Animals move onto fairgrounds

Families pick up lives for agricultural exposition in July

Tribune Chronicle / R. Michael Semple Colby Turon, 14, from JamTu Dairy in West Farmington and a member of the Cows R Us 4H Club, brings his chores from home to the fair as he feeds his dairy cows at the Trumbull County Fair in Bazetta Tuesday afternoon. Sacrifices during fair week normally come in the form of no sleep and putting off baling hay or other crops around the farm.

BAZETTA — While preparing for the Trumbull County Fair typically starts months in advance of the annual agricultural exposition in July, the short time before it begins is when the heavy lifting really happens.
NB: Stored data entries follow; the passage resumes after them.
PR #2939, opened 2022-08-16
Write new summaries as "_v2"

DanielRyanSmith:
Part of deprecating old summary formats. This change will now write new summary files with the `_v2` suffix, but will use any summary file, old or new. Additional checks will later be added to verify this suffix exists before using the file.

The plan is to ship this change and allow the new summaries to be written with the new filename, which will limit the need to delegate the work to the searchcache, as summary files are rarely referenced at later dates.

### DIFF
--- a/shared/util.go
+++ b/shared/util.go
@@ -144,7 +144,7 @@ func GetResultsURL(run TestRun, testFile string) (resultsURL string) {
 		// Assumes that result files are under a directory named SHA[0:10].
 		resultsBase := strings.SplitAfter(resultsURL, "/"+run.Revision)[0]
 		resultsPieces := strings.Split(resultsURL, "/")
-		re := regexp.MustCompile("(-summary)?\\.json\\.gz$")
+		re := regexp.MustCompile("(-summary(_v2)?)?\\.json\\.gz$")
 		product := re.ReplaceAllString(resultsPieces[len(resultsPieces)-1], "")
 		resultsURL = fmt.Sprintf("%s/%s/%s", resultsBase, product, testFile)
 	}
--- a/webapp/components/test-file-results.js
+++ b/webapp/components/test-file-results.js
@@ -270,7 +270,8 @@ class TestFileResults extends WPTFlags(LoadingState(PathInfo(
 
   resultsURL(testRun, path) {
     path = this.encodeTestPath(path);
-    // This is relying on the assumption that result files end with '-summary.json.gz'.
+    // This is relying on the assumption that result
+    // files end with '-summary.json.gz' or '-summary_v2.json.gz'.
     let resultsSuffix = '-summary.json.gz';
     if (!testRun.results_url.contains('-summary')) {
       resultsSuffix = '-summary_v2.json.gz';
--- a/webapp/components/test-file-results.js
+++ b/webapp/components/test-file-results.js
@@ -273,7 +273,7 @@ class TestFileResults extends WPTFlags(LoadingState(PathInfo(
     // This is relying on the assumption that result
     // files end with '-summary.json.gz' or '-summary_v2.json.gz'.
     let resultsSuffix = '-summary.json.gz';
-    if (!testRun.results_url.contains('-summary')) {
+    if (!testRun.results_url.includes(resultsSuffix)) {
       resultsSuffix = '-summary_v2.json.gz';
     }
     const resultsBase = testRun.results_url.slice(0, testRun.results_url.lastIndexOf(resultsSuffix));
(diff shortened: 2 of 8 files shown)


webapp/components/test-file-results.js
```diff
@@ -270,8 +270,13 @@ class TestFileResults extends WPTFlags(LoadingState(PathInfo(
 
   resultsURL(testRun, path) {
     path = this.encodeTestPath(path);
-    // This is relying on the assumption that result files end with '-summary.json.gz'.
-    const resultsBase = testRun.results_url.slice(0, testRun.results_url.lastIndexOf('-summary.json.gz'));
+    // This is relying on the assumption that result
+    // files end with '-summary.json.gz' or '-summary_v2.json.gz'.
+    let resultsSuffix = '-summary.json.gz';
+    if (!testRun.results_url.contains('-summary')) {
```
KyleJu, line 276: Question about this part - if the `results_url` contains `-summary`, it is guaranteed to be the `v2` format? Is this a unique identifier for the `v2` format? if not, do we have existing files with the `-summary.json.gz` format and do we  have a backward compatibility?

jcscottiii, line 276: Won't the results_url always contain `-summary` for both the old format (`-summary.json.gz`) and the new format (`-summary_v2.json.gz`?

Also, what is the type for results_url?
javascript string has a method called `includes` but not `contains`
http://tpcg.io/_A9GPP0

DanielRyanSmith: Ah, this is a logic error on my part I forgot to replace, and this statement needs to check if the `results_url` contains `resultsSuffix`. Sorry fort the confusion!

The logic is supposed to be:
- Check for `summary.json.gz` substring in the url (signifies old format). Use this to find the index if it exists.
- If it does not exist in the url, it must be the new format. Instead use `summary_v2.json.gz`.

shared/util.go
```diff
@@ -144,7 +144,7 @@ func GetResultsURL(run TestRun, testFile string) (resultsURL string) {
 		// Assumes that result files are under a directory named SHA[0:10].
 		resultsBase := strings.SplitAfter(resultsURL, "/"+run.Revision)[0]
 		resultsPieces := strings.Split(resultsURL, "/")
-		re := regexp.MustCompile("(-summary)?\\.json\\.gz$")
+		re := regexp.MustCompile("(-summary(_v2)?)?\\.json\\.gz$")
```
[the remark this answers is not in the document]
DanielRyanSmith: Sure, that's a good idea! I'll add one.

webapp/components/test-file-results.js
DanielRyanSmith: I'm realizing I did not hit the code to test this as I expected lol, Kyle also mentioned an issue with this above. I'll get it fixed and make sure it's 100% working.

jcscottiii: To help test, you may want to append to this [list](https://github.com/web-platform-tests/wpt.fyi/blob/207813b3ed18bae81068934caa478daffd782d36/webapp/components/test/util/helpers.js#L18) or create a TEST_RUNS_DATA_V2.

If you do the latter, you'll want to create a copy of this [file](https://github.com/web-platform-tests/wpt.fyi/blob/8bf23a6f68d18acab002aa6a613fc5660afb0a85/webapp/components/test/test-file-results-table.html) but load up TEST_RUNS_DATA_V2
https://github.com/web-platform-tests/wpt.fyi/blob/8bf23a6f68d18acab002aa6a613fc5660afb0a85/webapp/components/test/test-file-results-table.html#L29

DanielRyanSmith: yes, I updated the `TEST_RUNS_DATA` you linked, and I edited some of the summary links to include a `_v2` suffix and left others with the old link. Since we're just validating that we can find the suffix as expected in the URLs, it should handle the test cases. Do you think this is sufficient? Or would it be best to update this further?

KyleJu (approved):
LGTM on my side. Please wait for James' LGTM to merge

webapp/components/test-file-results.js
jcscottiii: We should add a test suite to the [test-file-results.html](https://github.com/web-platform-tests/wpt.fyi/blob/3f36cb0ac4f036e73049547f08242dda9d9e5637/webapp/components/test/test-file-results.html#L94) that exercises [resultsURL](https://github.com/web-platform-tests/wpt.fyi/blob/main/webapp/components/test-file-results.js#L271).

Something like:
```js
    suite('resultsURL', () => {
      test('v1 url', () => {
        expect(
          tfr.resultsURL(
            TEST_RUNS_DATA[1],
            "bar"
            )).to.equal("foo")
      });
      test('v2 url', () => {
        expect(
          tfr.resultsURL(
            TEST_RUNS_DATA[0],
            "bar"
            )).to.equal("foo")
      });
    });
```

jcscottiii (approved):
LGTM

PR #2945, opened 2022-08-26
Move all dependency updates to dependabot

jcscottiii:
Remove renovate and use dependabot for go, python and node

1. Setup dependabot for go, python, node and docker. Make sure it does not auto merge.
2. Disable deployments for PRs made by dependabot 
  - Examples of why this is a good choice:
    - https://github.com/search?l=YAML&q=org%3Agoogle-github-actions+%27dependabot%5Bbot%5D%27&type=Code

---
Below are just misc. notes

Warnings

There are some differences between dependabot and renovate:
There are things renovate can do that dependabot can't do:
1. Run npm dedupe to keep the lock files pretty clean.
  [Notes](https://github.com/dependabot/dependabot-core/issues/2079)
2. Group updates together https://github.com/github/roadmap/issues/148

Extra work needed specifically for dependabot

1. Auto merging is possible but extra work needs to be done.
   [Notes](https://docs.github.com/en/code-security/dependabot/working-with-dependabot/automating-dependabot-with-github-actions#approve-a-pull-request)
  - I don't think auto merging is a good idea.
2. Need to create a GCLOUD_KEY_FILE_JSON secret specifically for dependabot to use. Make sure it has the necessary scopes and no more.

Misc notes

- For go dependencies - It does indeed run go mody tidy. (which is absolutely necessary) [Notes](https://github.blog/changelog/2020-10-19-dependabot-go-mod-tidy-and-vendor-support/)
- Dependabot has a docker updater too. We should use that.


.github/dependabot.yml
```diff
@@ -3,4 +3,38 @@ updates:
 - package-ecosystem: pip
   directory: results-processor/
   schedule:
-    interval: monthly
+    interval: weekly
+- package-ecosystem: gomod
+  directory: /
```
KyleJu, line 8: [Most examples](https://docs.github.com/en/code-security/dependabot/dependabot-version-updates/configuring-dependabot-version-updates#example-dependabotyml-file) I see add "" around the value, e.g. "/", "weekly"

.github/dependabot.yml
```diff
@@ -3,4 +3,38 @@ updates:
 - package-ecosystem: pip
   directory: results-processor/
   schedule:
-    interval: monthly
+    interval: weekly
+- package-ecosystem: gomod
```
KyleJu, line 7: nit: Add optional reviews, e.g.
    reviewers:
      - "kyleju"

KyleJu (approved):
lgtm with two comments

KyleJu:
> * For go dependencies - It does indeed run go mody tidy. (which is absolutely necessary) [Notes](https://github.blog/changelog/2020-10-19-dependabot-go-mod-tidy-and-vendor-support/)

Thanks for checking this! There was a time when Renovate did not run `go mod tidy` and it was an extra step to clean up manually every release

.github/dependabot.yml
jcscottiii: let's come back to this one. Maybe we should talk about this being on the task list for engineers on rotation.

.github/dependabot.yml
jcscottiii: Done!

PR #2954, opened 2022-09-06
Update Go dependencies

DanielRyanSmith:
Part of the Interop Tooling support rotation. Update wpt.fyi Go dependencies.


KyleJu (commented):
Were there notable changes from v42 to v47 in the changelog that may affect our APIs?

DanielRyanSmith:
According to the [release notes](https://github.com/google/go-github/releases):
- v47
  - Add ListOptions for listing user migrations
- v46
  - Support PagesSource as struct for update pages API
  - Change DependabotSecretsSelectedRepoIDs to []string
- v45
  - Support query parameter `visible_to_repository` in ListOrganizationRunnerGroups
- v44
  - Deprecate WebHookPayload
- v43
  - Add list options support for environments
  - GitHub Actions Billing returns total_paid_minutes_used as float64
  - Fix RequireCodeOwnerReviews and RequiredApprovingReviewCount fields with omitempty

I'm not sure the best way to test these, but none of them stuck out as something that would break our infra, so I ran the tests against the change and checked the staging environment to be functional. Is there anything else you would recommend we do to make sure nothing is breaking here?

KyleJu:
> 

Checking unit tests and staging is good enough indicator. I typically go through the changelog and keep an eye on breaking changes/depreciation. There were a few instances where I had to make small changes.

Thanks Daniel!

KyleJu (approved):

PR #2962, opened 2022-09-12
Align the node version between Docker and Makefile

KyleJu:


jcscottiii (approved):

DanielRyanSmith:
This change seems to have broken the local environment script. Running the docker setup locally no longer functioned recently, but reverting this fixed it. I'm not certain of the exact cause yet.

PR #1295, opened 2019-05-06
Migrate from self-navigator to @polymer/app-route

lukebjerring:
## Description
Rewrites the main `interop` and `wpt-results` components as "views", which are switched between using virtual navigation (drastically reducing load time when switching).

In addition, it drops our custom `self-navigator.js` code in favour of Polymer's `app-route` which handles virtual navigation better.

## Review Information
- Visit /admin/flags, enable the feature, visit homepage, change query, navigate back/forward etc.

PR #2963, opened 2022-09-12
Remove self-navigator in wpt-runs page. Delete self-navigator.js

jcscottiii:
Self-Navigator is no longer used. It was replaced by app-route in #1295. I think it was missed when removing it from other files. This removes its usage from the wpt-runs page

Way to test that navigation still works:
- Navigate to "Recent Runs"
- Click any link from that page. It should navigate successfully.

Context: Was trying to debug when the manual "page_view" event was being triggered in self-navigator.js. My breakpoint never triggered. Did research and saw that navigation was handled by app-route instead.


KyleJu (approved):

jcscottiii:
TestURL: https://clean-up-self-navigato-dot-wptdashboard-staging.uk.r.appspot.com/runs

I was wrong. There is still one usage of the SelfNavigator. Found it at the last minute.

On the runs page, if I:
- Click "Edit"
- Remove a Product
- Click Submit

The page does not reload anymore with the subset of products

It is because of the call to [`navigateToLocation`](https://github.com/web-platform-tests/wpt.fyi/blob/b2c1d3f82e80eda5cecc8609ee7ed4108a530f2d/webapp/components/wpt-runs.js#L441) which is in SelfNavigator

PR #2982, opened 2022-09-28
Investigation scores

DanielRyanSmith:
This change adds the ability to change/view the investigation scores designated on Interop Collaboration pages. The graph will also be updated to display the change in score over time.

### DIFF
--- a/webapp/components/interop.js
+++ b/webapp/components/interop.js
@@ -208,12 +208,14 @@ class InteropDataManager {
         let start = info.scores_over_time.length - 1;
         let areaScore = 0;
         for (let i = start; i >= 0; i--) {
-          if (date < new Date(info.scores_over_time[i].date)) continue;
+          if (date < new Date(info.scores_over_time[i].date)) {
+            continue;
+          }
           areaScore = info.scores_over_time[i].score;
           break;
         }
         totalInvestigationScore += areaScore;
-      })
+      });
       summaryScore *= (1 - this.investigationWeight);
       totalInvestigationScore /= this.investigationScores.length;
       summaryScore += this.investigationWeight * totalInvestigationScore;
--- a/webapp/components/interop.js
+++ b/webapp/components/interop.js
@@ -205,17 +205,14 @@ class InteropDataManager {
     if (this.investigationScores) {
       let totalInvestigationScore = 0;
       this.investigationScores.forEach(info => {
-        let start = info.scores_over_time.length - 1;
-        let areaScore = 0;
-        for (let i = start; i >= 0; i--) {
-          if (date < new Date(info.scores_over_time[i].date)) {
-            continue;
-          }
-          areaScore = info.scores_over_time[i].score;
-          break;
+        // Find the investigation score at the given date.
+        const entry = info.scores_over_time.findLast(
+          entry => date >= new Date(entry.date));
+        if (entry) {
+          totalInvestigationScore += entry.score;
         }
-        totalInvestigationScore += areaScore;
       });
+      // Add the investigation score and weight it as specified.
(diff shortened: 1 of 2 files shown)


webapp/components/interop.js
```diff
@@ -200,6 +201,28 @@ class InteropDataManager {
...
+      this.investigationScores.forEach(info => {
+        let start = info.scores_over_time.length - 1;
+        let areaScore = 0;
+        for (let i = start; i >= 0; i--) {
+          if (date < new Date(info.scores_over_time[i].date)) {
+            continue;
+          }
+          areaScore = info.scores_over_time[i].score;
+          break;
+        }
```
foolip, line 216: I think this could be simpler/clearer using `findLast()`. Untested suggestion:

```suggestion
        let entry = info.scores_over_time.findLast((entry) => {
          return date >= new Date(entry.date);
        });
        if (entry) {
          totalInvestigationScore += entry.score;
        }
```

DanielRyanSmith: Much more readable - I implemented it 👍

webapp/components/interop.js
```diff
@@ -172,10 +174,9 @@ class InteropDataManager {
 
         let summaryScore = testScore / numFocusAreas;
 
-        // TODO: get the investigation score at this date.
-        if (this.year === '2022') {
-          summaryScore = summaryScore * 0.9;
-        }
+        // Handle investigation scoring if applicable.
+        summaryScore = this.#addInvestigationScore(summaryScore, date);
```
foolip, line 178: The naming of `addInvestigationScore` and `summaryScore` bugs me a little bit, because this doesn't merely add to `summaryScore`, it also scales it by 0.9 (for 2022).

The problem is that we need the `investigationWeight` to know how to scale `summaryScore`. But I think it might be clearer like this:

```suggestion
        const [investigationScore, investigationWeight] = this.#getInvestigationScoreAndWeight(date);
```

And then compute a `summaryScore` here after the call. I think that'd make it easier to follow how the total score is computed from the individual parts.

webapp/components/interop.js
```diff
@@ -172,10 +174,9 @@ class InteropDataManager {
 
         let summaryScore = testScore / numFocusAreas;
```
foolip, line 175: This suggestion goes with the next one, if we'll first compute `testScore`, `investigationScore` and `investigationWeight`:

```suggestion
       testScore /= numFocusAreas;
```

webapp/components/interop.js
```diff
@@ -200,6 +201,25 @@ class InteropDataManager {
     }
   }
 
+  #addInvestigationScore(summaryScore, date) {
+    if (this.investigationScores) {
+      let totalInvestigationScore = 0;
+      this.investigationScores.forEach(info => {
```
foolip, line 207:
```suggestion
      for (const info of investigationScores) {
```

webapp/components/interop.js
```diff
@@ -172,10 +172,15 @@ class InteropDataManager {
...
         // Handle investigation scoring if applicable.
-        summaryScore = this.#addInvestigationScore(summaryScore, date);
+        const [investigationScore, investigationWeight] =
+          this.#getInvestigationScoreAndWeight(date);
+
+        // Factor in the the investigation score and weight as specified.
+        let summaryScore = testScore * (1 - investigationWeight);
+        summaryScore += investigationWeight * investigationScore;
 
         summaryScore = Math.floor(summaryScore);
```
foolip, line 185: This might be even simpler to understand as a single expression:

```suggestion
        const summaryScore = Math.floor(testScore * (1 - investigationWeight) +
                                        investigationScore * investigationWeight);
```

foolip (approved):

Issue #2985, opened 2022-09-30
web_components_test & go_chrome_test flakiness


KyleJu:
web_components_test & go_chrome_test are both experiencing flakiness and the issue lies in downloading the Chrome Stable build:

```
if [[ -z "$(which google-chrome)" ]]; then \
	ARCHIVE=google-chrome-stable_current_amd64.deb; \
	wget -q https://dl.google.com/linux/direct/${ARCHIVE}; \
	sudo dpkg --install ${ARCHIVE} 2>/dev/null || true; \
	sudo apt-get install --fix-broken -qqy; \
	sudo dpkg --install ${ARCHIVE} 2>/dev/null; \
fi
Selecting previously unselected package google-chrome-stable.
(Reading database ... 104859 files and directories currently installed.)
Preparing to unpack google-chrome-stable_current_amd64.deb ...
Unpacking google-chrome-stable ([106](https://github.com/web-platform-tests/wpt.fyi/actions/runs/3147582963/jobs/5146415715#step:3:107).0.5249.91-1) ...
Processing triggers for mime-support (3.62) ...
E: Failed to fetch http://deb.debian.org/debian/pool/main/libn/libnet-ssleay-perl/libnet-ssleay-perl_1.85-2+b1_amd64.deb  404  Not Found [IP: 146.75.106.132 80]
E: Unable to fetch some archives, maybe run apt-get update or try with --fix-missing?
(Reading database ... 104974 files and directories currently installed.)
Preparing to unpack google-chrome-stable_current_amd64.deb ...
Unpacking google-chrome-stable (106.0.5249.91-1) over (106.0.5249.91-1) ...
Processing triggers for mime-support (3.62) ...
make: *** [Makefile:[118](https://github.com/web-platform-tests/wpt.fyi/actions/runs/3147582963/jobs/5146415715#step:3:119): chrome] Error 1
```

DanielRyanSmith:
While investigating this issue, it might also be worth investigating a previously existent flaky test case that appears during browser testing. I'll look to see if I can find an example of this, but a flaky scenario that has existed for some time involves an error along the lines of `Error thrown outside of test function`. It is something that has occurred rarely for as some months, and is likely an async issue somewhere in the testing code.

past:
[...]

PR #1165, opened 2019-02-20
Fetch suitable chromedriver

lukebjerring:
## Description
Avoids selenium-standalone diverging from the latest version of Chrome.

PR #2987, opened 2022-10-01
Fix missing dependencies when Chrome install fails

past:
The error message in #2985 suggests to try passing --fix-missing, which although I am not certain it will help, I confirmed that it doesn't hurt. Code spelunking indicates that this bit was added in #1165 without a lot of rigor anyway.

### DIFF
--- a/Makefile
+++ b/Makefile
@@ -118,6 +118,7 @@ chrome: wget
 	if [[ -z "$$(which google-chrome)" ]]; then \
 		ARCHIVE=google-chrome-stable_current_amd64.deb; \
 		wget -q https://dl.google.com/linux/direct/$${ARCHIVE}; \
+		sudo apt-get update; \
 		sudo dpkg --install $${ARCHIVE} 2>/dev/null || true; \
 		sudo apt-get install --fix-broken --fix-missing -qqy; \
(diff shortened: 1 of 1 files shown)


Makefile
```diff
@@ -119,7 +119,7 @@ chrome: wget
 		ARCHIVE=google-chrome-stable_current_amd64.deb; \
 		wget -q https://dl.google.com/linux/direct/$${ARCHIVE}; \
 		sudo dpkg --install $${ARCHIVE} 2>/dev/null || true; \
```
jcscottiii, line 121:
```suggestion
		sudo apt-get update; \
		sudo dpkg --install $${ARCHIVE} 2>/dev/null || true; \
```

jcscottiii: I *think* that the index of package locations is stale. That is why it fails with the 404.

I tried adding `sudo apt-get update` and it seems to work.
https://github.com/web-platform-tests/wpt.fyi/pull/2992

past: I thought about running 'apt update', but I assumed it wouldn't help given that we essentially initialize a new docker container every time. Your run did succeed however, so maybe it's useful.

jcscottiii (approved):

PR #2994, opened 2022-10-03
Update major versions of Go dependencies

DanielRyanSmith:
Part of the Interop Tooling rotation.

```
go get -u -d ./...
go mod tidy
```


DanielRyanSmith:
@jcscottiii Do you know anything about this? Trying to update these dependencies causes `module requires Go 1.17` errors. Is this something we're just going to have to deal with until we update to Go 1.17, or is there something I should be doing to make sure we're only updating to versions compatible with 1.16?

jcscottiii:
>Is this something we're just going to have to deal with until we update to Go 1.17

Until App Engine supports Go 1.17 or later, we can't use those dependencies :( Hopefully, we can get access to this soon. You can close this until then

PR #2995, opened 2022-10-03
Fix import for Firefox and Safari

DanielRyanSmith:
The new changes to the Interop page did not function as intended on Firefox and Safari. This change fixes the JSON import causing the issue.

### DIFF
--- a/webapp/components/interop.js
+++ b/webapp/components/interop.js
@@ -41,7 +41,7 @@ class InteropDataManager {
   async fetchYearData() {
     const resp = await fetch('../static/interop-data.json');
     const yearInfo = await resp.json();
-    return yearInfo
+    return yearInfo;
   }
 
   // Fetches the datatable for the given feature and stable/experimental state.
--- a/webapp/components/interop.js
+++ b/webapp/components/interop.js
@@ -30,7 +30,7 @@ class InteropDataManager {
 
   async fetchYearData() {
     // prepare all year-specific info for reference.
-    const resp = await fetch('../static/interop-data.json');
+    const resp = await fetch('/static/interop-data.json');
     const paramsByYear = await resp.json();
 
     const yearInfo = paramsByYear[this.year];
--- a/webapp/components/interop.js
+++ b/webapp/components/interop.js
@@ -20,13 +20,12 @@ class InteropDataManager {
   constructor(year) {
     this.year = year;
     // The data is loaded when the year data is obtained and the csv is loaded and parsed.
-    // The year data is needed for parsing the csv.
     this._dataLoaded = this.fetchYearData()
-    .then(async () => {
-      return load().then(() => {
-        return Promise.all([this._loadCsv('stable'), this._loadCsv('experimental')]);
+    // The year data is needed for parsing the csv.
+      .then(async () => {
+        await load();
+        return await Promise.all([this._loadCsv('stable'), this._loadCsv('experimental')]);
       });
-    });
   }
 
   async fetchYearData() {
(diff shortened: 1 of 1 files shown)


KyleJu:
Uncaught (in promise) TypeError: Cannot read properties of undefined (reading 'replace')
    at InteropDataManager._loadCsv (interop.js:97:29)
    at interop.js:37:32
    at async InteropDataManager.getMostRecentScores (interop.js:61:5)
    at async InteropDashboard.ready (interop.js:645:32)

When I first load the page, it shows me the errors above. It can be reproduced from an incognito mode. There is a race condition between two asyn calls `fetchYearData` and `getDataTable`

webapp/components/interop.js
```diff
@@ -20,23 +19,31 @@ import PARAMS_BY_YEAR from '../static/interop-data.json' assert {type: 'json'};
...
-    this.summaryFeatureName = yearInfo.summary_feature_name;
-    this.csvURL = yearInfo.csv_url;
-    this.tableSections = yearInfo.table_sections;
-    this.prose = yearInfo.prose;
-    this.matrixURL = yearInfo.matrix_url;
-    this.issueURL = yearInfo.issue_url;
-    this.investigationScores = yearInfo.investigation_scores;
-    this.investigationWeight = yearInfo.investigation_weight;
-
+    this.fetchYearData(year)
```
KyleJu, line 22: Similar to the race condition between `fetchYearData` and `fetchYearData`, we don't want a race condition when `InteropDataManager`'s value is assigned to the view class and when this `fetchYearData` is fetched.  We should somehow update view after this promise succeeds, through observable values, or use `await`, e.g. await `this.dataManager.getDataTable(feature, stable)` to make it synchronous

DanielRyanSmith: I was not able to reproduce your error above, but I'm pretty sure I understand where it's coming from. All of these methods await `_dataLoaded`, which was set when both `_loadCsv` invocations were finished, but these invocations need to run after the year info is obtained. I'm not certain the best way to verify this since I wasn't able to reproduce, but I've added a change that handles each of these calls sequentially as intended.

DanielRyanSmith:
I was seeing a strange "deceptive link" warning on Chrome for the staging environment (possibly from an old implementation). For safety's sake, I created a draft PR with the same changes to generate a [separate staging url](https://url-testing-dot-wptdashboard-staging.uk.r.appspot.com/interop-2022) and it works on all browsers for me. Hopefully this is a sufficient fix 😅

webapp/components/interop.js
```diff
@@ -11,17 +11,29 @@ import '../node_modules/@polymer/paper-input/paper-input.js';
...
   constructor(year) {
-    // prepare all year-specific info for reference.
     this.year = year;
-    const yearInfo = PARAMS_BY_YEAR[year];
+    // The data is loaded when the year data is obtained and the csv is loaded and parsed.
+    this._dataLoaded = this.fetchYearData()
+    // The year data is needed for parsing the csv.
+      .then(async() => {
+        await load();
+        return await Promise.all([this._loadCsv('stable'), this._loadCsv('experimental')]);
```
KyleJu, line 27:
```suggestion
        return Promise.all([this._loadCsv('stable'), this._loadCsv('experimental')]);
```
Is `await` here needed?

KyleJu: IIUC, `this.fetchYearData()` is called synchronously at the time of `this._dataLoaded` creation, so we can guarantee that fetchYearData is fetched before use.

KyleJu (approved):
LGTM with a comment

foolip (approved):

webapp/components/interop.js
DanielRyanSmith: I think you're right, I've made the change 👍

From packing their own bags to loading up at least a week’s worth of feed and gear for their animals, members of local 4-H groups who participate at the fair can make multiple trips to and from their homes.

And, it’s just not about the animals — many families pick up their lives for a week and move to the fairgrounds in Bazetta. Some sleep in their campers or motor homes, while a few exhibitors sleep in their barns.

For exhibitors like Colby Turon, 14, who belongs to the 4-H club Cows R Us in Lordstown, several trips are made to drop off supplies.

“Between cleanup day and our first load of heifers, we’ve made four trips, six by tomorrow,” said Turon, who has been in 4-H for five years.

Allison Rowe, 14, who belongs to 4-H clubs Feathered Friends in Cortland and Kinsman Kids in Kinsman, has spent weeks preparing her goats and poultry, including building the pens.

“I brought 20 chickens, and I have nine goats,” said Rowe. “Pens have to be three by three (feet), chicken pens are provided. We’ve taken three trips so far.”

There many concerns exhibitors have to address while at the fair, the first of which is transporting their animals. Transportation can be dangerous and nerve-wracking for both the driver and the animals, so exhibitors like Turon go to great lengths to make their animals comfortable while moving and living at the fair.

“Usually we take them to the wash rack to clean them up. After they’re clean, we bring them back to the barn, where there’s a foot of straw for them to lay on,” said Turon. “We give (the cows) hay because they calm themselves down as they eat.”

Maggie Guy, 14, of the 4-H club Feathered Friends, said she uses dog crates to transport her chickens. To make them comfortable at the fair, “I give them something that they’re used to, like if they’re used to eating out of a specific bowl,” she said.

But it’s just not the animals moving to the fair, it’s families, too.

Joseph Turon, Colby’s father, has been operating his family farm, JamTu Dairy in West Farmington, since 1993. The farm is about 500 acres with 40 milking cows, as well as dairy cows of all ages.

The Turon family has a camper on the fairgrounds, but most of the time is spent in the barns.

“We have our camper, and that’s where you sleep. (The barn) is our living room for the week,” said the older Turon. “This is the home away from home. When we’re sitting in our living quarters and playing cards or eating food, people will look at you like you’re on a whole different planet.”

Sacrifices during fair week normally come in the form of no sleep and putting off baling hay or other crops around the farm, but the Turon family makes sure necessities are covered.

“When fair time comes, a balance doesn’t occur,” said Turon. “You have to get 4-H stuff done because you are here representing the industry. And sometimes, at home, you sacrifice a little. We have help with milking, because that’s the most important, the cows have to be milked on time.”